Symbiose von freier und "angewandter" Kunst als zu erreichendes Ziel

Fortsetzungstext (Deutsch-Annäherung zu) -
Jon Regens Song
What Am I Supposed To Do From Here/
Was soll ich von hier aus tun?
(in CD: Almost Home, 2004)
Für den Liedanfang scroll down zum
Gespräch mit Jon Regen 1


intimacy-art (nachdem Jon Regen am Klavier gespielt und gesungen hat): Jetzt wird mir klar, was Sie in Frauen erwecken, nachdem sie Sie beim Spielen gehört haben. (lacht)
REGEN: Ein Segen Gottes. (lacht)
intimacy-art: Sie sind der Sohn eines Werbers und einer Grafik- Fotokünstlerin.- Sie müssen also den Konflikt zwischen kommerzieller / angewandter Kunst und freier Kunst von klein auf mit bekommen haben.
REGEN: Natürlich. Meine Eltern waren komplett gegensätzlich. Mein Vater war ein Schreiber fürs Geld und textete die Slogans sehr bekannter Kampagnen wie von Panasonic. Meine Mutter war so weit wie nur möglich davon entfernt und studierte auf der ganzen Welt. Sie stellte ihre sehr künstlerischen Fotos aus und machte politische Protest-Kunst. Sie kämpft ein wenig mit der Vorstellung, dass ich als Entertainer immer erfolgreicher werden könnte. Sie mag keine "angewandte" Kunst.
intimacy-art: Sie ist also die einschlägige Jazzerin.
REGEN: Ja, sie war mit mir als reiner Jazzpianist glücklicher. Und meine Schwester ist Rechtsanwältin.
intimacy-art: Sie ist also ganz von der Kunst entfernt.
REGEN: Sie spielte Flöte als Kind und war sehr musikalisch. Ich war der "Angstfreie" der Familie. Obwohl es für mich sehr lange ein harter Kampf war, diesen Traum erfüllt zu bekommen. Und es ist noch immer nicht leicht, das weiter zu bringen. Aber es wird besser und besser. Ich habe viel Glück.
intimacy-art: Haben sich diese frei-angewandt-Kunst-Unterschiede für Sie selbst entschärft? Denn es ist ja Ihr Wunsch, (mit "Let It Go") populärer zu sein, was Sie auch als künstlerisch befriedigend empfinden.
REGEN: Wir arbeiten noch immer darauf zu, wie ich speziell den Song Let It Go mögen werde. Das ist ein schwieriger Punkt, wo alles zusammen gemischt wird. Und bestimmte Unsicherheiten, wie die Leute darauf reagieren, hat man immer, wenn man etwas herausbringt. Selbst wenn mich die ganze CD prinzipiell sehr freut.
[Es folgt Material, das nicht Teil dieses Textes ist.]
PR #4789, opened 2024-07-25
Reject requestDevice() if the adapter has already been used

### LINKED ISSUE #4352: reuse of an GPUAdapter to request a GPUDevice does not reject.
TL;DR: Is there a reason why calling `requestDevice` on an invalid `GPUAdapter` doesn't reject? Current it resolves with a lost device.

---

I'm probably missing something but I think I'm not sure I understand this example.

In the spec [here](https://gpuweb.github.io/gpuweb/#initialization-examples) is this example

```js
let gpuDevice = null;

async function initializeWebGPU() {
    // Check to ensure the user agent supports WebGPU.
    if (!('gpu' in navigator)) {
        console.error("User agent doesn’t support WebGPU.");
        return false;
    }

    // Request an adapter.
    const gpuAdapter = await navigator.gpu.requestAdapter();

    // requestAdapter may resolve with null if no suitable adapters are found.
    if (!gpuAdapter) {
        console.error('No WebGPU adapters found.');
        return false;
    }

    // Request a device.
    // Note that the promise will reject if invalid options are passed to the optional
    // dictionary. To avoid the promise rejecting always check any features and limits
    // against the adapters features and limits prior to calling requestDevice().
    gpuDevice = await gpuAdapter.requestDevice();

    // requestDevice will never return null, but if a valid device request can’t be
    // fulfilled for some reason it may resolve to a device which has already been lost.
    // Additionally, devices can be lost at any time after creation for a variety of reasons
    // (ie: browser resource management, driver updates), so it’s a good idea to always
    // handle lost devices gracefully.
    gpuDevice.lost.then((info) => {
        console.error(`WebGPU device was lost: ${info.message}`);

        gpuDevice = null;

        // Many causes for lost devices are transient, so applications should try getting a
        // new device once a previous one has been lost unless the loss was caused by the
        // application intentionally destroying the device. Note that any WebGPU resources
        // created with the previous device (buffers, textures, etc) will need to be
        // re-created with the new one.
        if (info.reason != 'destroyed') {
            initializeWebGPU();
        }
    });

    onWebGPUInitialized();

    return true;
}

function onWebGPUInitialized() {
    // Begin creating WebGPU resources here...
}

initializeWebGPU();
```

A `GPUAdapter` is only allowed to be used one time to call `requestDevice`. Every other call to `requestDevice` will return a lost device. So, if you make a mistake and reuse the adapter, you'll end up in an infinite loop

```js
if (!('gpu' in navigator)) {
    console.error("User agent doesn’t support WebGPU.");
    return false;
}

const gpuAdapter = await navigator.gpu.requestAdapter();
if (!gpuAdapter) {
    console.error('No WebGPU adapters found.');
    return false;
}

let gpuDevice = null;

async function initializeWebGPU() {
    gpuDevice = await gpuAdapter.requestDevice();
    gpuDevice.lost.then((info) => {
        gpuDevice = null;
        if (info.reason != 'destroyed') {
            initializeWebGPU();
        }
    });

    onWebGPUInitialized();
    return true;
}

function onWebGPUInitialized() {
 ...
}

initializeWebGPU();
```

Because 99.9999% of the time the code above works (because you get a working device on the first call to `requestDevice`), you have no idea you're doing it wrong. When a user in the wild hits the lost device case, the page will just spin, with no indication anything is wrong and no errors?

It seems like `requestAdapter` should reject if the adapter is invalid?

kainino0x:
Separates the "expired" state from the "consumed" state so we can handle those cases differently.

Fixes #4352

### DIFF
--- a/spec/index.bs
+++ b/spec/index.bs
@@ -1202,7 +1202,7 @@ improved privacy. It is not required that a [=fallback adapter=] is available on
 An [=adapter=] has the following internal slots:
 
 <dl dfn-type=attribute dfn-for=adapter>
-    : <dfn>\[[state]]</dfn>, of type boolean, initially {{adapter/[[state]]/"valid"}}
+    : <dfn>\[[state]]</dfn>, initially {{adapter/[[state]]/"valid"}}
     ::
         <dl dfn-type=enum-value dfn-for="adapter/[[state]]">
             : <dfn>"valid"</dfn>
--- a/spec/index.bs
+++ b/spec/index.bs
@@ -1185,7 +1185,8 @@ calling {{GPU/requestAdapter()}} multiple times returns a different [=adapter=]
 object each time.
 
 Each [=adapter=] object can only be used to create one [=device=]:
-upon a successful {{GPUAdapter/requestDevice()}} call, the adapter [$expires$].
+upon a successful {{GPUAdapter/requestDevice()}} call, the adapter's {{adapter/[[state]]}}
+changes to {{adapter/[[state]]/"consumed"}}.
 Additionally, [=adapter=] objects may [$expire$] at any time.
 
 Note:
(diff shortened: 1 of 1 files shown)


greggman (approved):
lgtm

PR #4790, opened 2024-07-25
If any vertex is OOB, the whole draw call may behave as OOB

### LINKED ISSUE #4668: Allow all vertex input attributes to be considered OOB if at least one is (in the "process vertices" algorithm)
Vulkan without `robustBufferAccess2` behaves this way and we'd also like to do this in our vertex pulling approach for Metal.

> Further, if any vertex input attribute using a specific vertex input binding is out of bounds, then all vertex input attributes using that vertex input binding for that vertex shader invocation are considered out of bounds.

_from https://github.com/KhronosGroup/Vulkan-Docs/blob/ce03761fd6cc1ab8f54c9f785fffb13f492d7d04/chapters/features.adoc?plain=1#L362-L364_

kainino0x:
Fixes #4668

### DIFF
--- a/spec/index.bs
+++ b/spec/index.bs
@@ -15025,6 +15025,10 @@ clip space positions for [[#primitive-clipping]], as well as other data for the
                 1. Load the attribute |data| according to WGSL's [=invalid memory reference=]
                     behavior, from |vertexBuffer|.
 
+                    Note: [=Invalid memory reference=] allows several behaviors, including actually
+                    loading the "correct" result for an attribute that is in-bounds, even when
+                    the draw-call-wide |drawCallOutOfBounds| is true.
+
                 Otherwise:
 
                 1. Let |attributeOffset| be |vertexBufferOffset| +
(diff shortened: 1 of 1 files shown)


teoxoy:
This seems to remove the old behavior where implementations were allowed to still load the values that were not OOB for a given attribute even if later attributes will be OOB.

We are ok with this since we don't rely on this behavior but I don't think it was discussed previously. Do dawn/safari need the old behavior? cc @mwyrzykowski

Kangz:
I believe that:

> 1. Load the attribute |data| according to WGSL's [=invalid memory reference=] behavior, from |vertexBuffer|.

allows the previous behavior as the WGSL invalid memory reference could return anything that's in the buffer.

teoxoy:
Oh, I see.

teoxoy (approved):

mwyrzykowski (approved):
Sounds good, this is what we are doing  already

kainino0x:
> allows the previous behavior as the WGSL invalid memory reference could return anything that's in the buffer.

I will add a note about this and land it.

Zuerst kommt der Glaube an sich selbst

intimacy-art: Was ist jetzt die höchste Leistung für Sie als Künstler: Etwas zu produzieren, das vielen Leuten gefallen kann? Mit Stars der Szene zu arbeiten? Oder sich selbst auf ehrliche Weise auszudrücken?
REGEN: Muß ich eines davon auswählen?!
intimacy-art: Oder muß alles zusammen treffen?
REGEN: Es geht prinzipiell um Auswahlmöglichkeiten, wobei meine Musik von mehr Leuten gehört werden soll, und ich mit den Stars von heute arbeiten will, weil sie mich in neue Welten bringen und mich herausfordern können. Am wichtigsten ist mir aber, weiterhin an das, was ich mache, glauben zu können. Und hoffentlich kommt dabei die Ehrlichkeit dieser Musik heraus, die dann der Grund sein wird, warum sich die Leute angezogen fühlen. Almost Home machte ich um sehr wenig Geld, ganz allein, an einem Tag. Leute aus der ganzen Welt sagen mir: "Diese CD bedeutet mir etwas." Ein Riesenkompliment. So soll es mir mit allen CDs gehen. Sänger John Mellencamp sagte einmal: "Ein guter Song ist es dann, wenn die Leute dabei sagen, sie hören nicht dich, sondern sich." Das bedeutet, an universellen Sachen zu rühren. Das will ich. - Wahrscheinlich habe ich somit tatsächlich die Gegensätze meiner Eltern ausbalanciert und beide Seiten in mir vereint.
intimacy-art: Sind Ihre Eltern noch zusammen?
REGEN: Nein, nicht im geringsten.
intimacy-art (lacht): Ich hätte mir jetzt gewünscht, der Gegensatz wäre so interessant für beide gewesen, dass es halten konnte.
REGEN: Nein, "sie" haben es nicht geschafft.
intimacy-art: Und Ihre Ehefrau war eine Opernsängerin.
REGEN: Eine französische Opernsängerin, ja.
intimacy-art: Sie haben sie aber nicht kennen gelernt, als Kyle Eastwood seine Frau in Paris traf, deren Ehe auch....
REGEN: ... vorbei ist. Ich kenne Kyle Eastwoods Frau sehr gut. Ich tourte mit ihm, als sie verheiratet waren. Meine Frau lernte ich aber nicht, als ich mit Kyle tourte, kennen, sondern als ich dort spielte.
intimacy-art: Sie sagten, dass Sie es nicht wirklich lieben zu touren - ...
REGEN: Oh, ich liebe es, zu touren.

Durch Widersprüche zum freien, aber traurig-sensiblen Texter

intimacy-art: In "Only My Credit Card Remembers Where I´ve Been" sagen Sie aber das Gegenteil.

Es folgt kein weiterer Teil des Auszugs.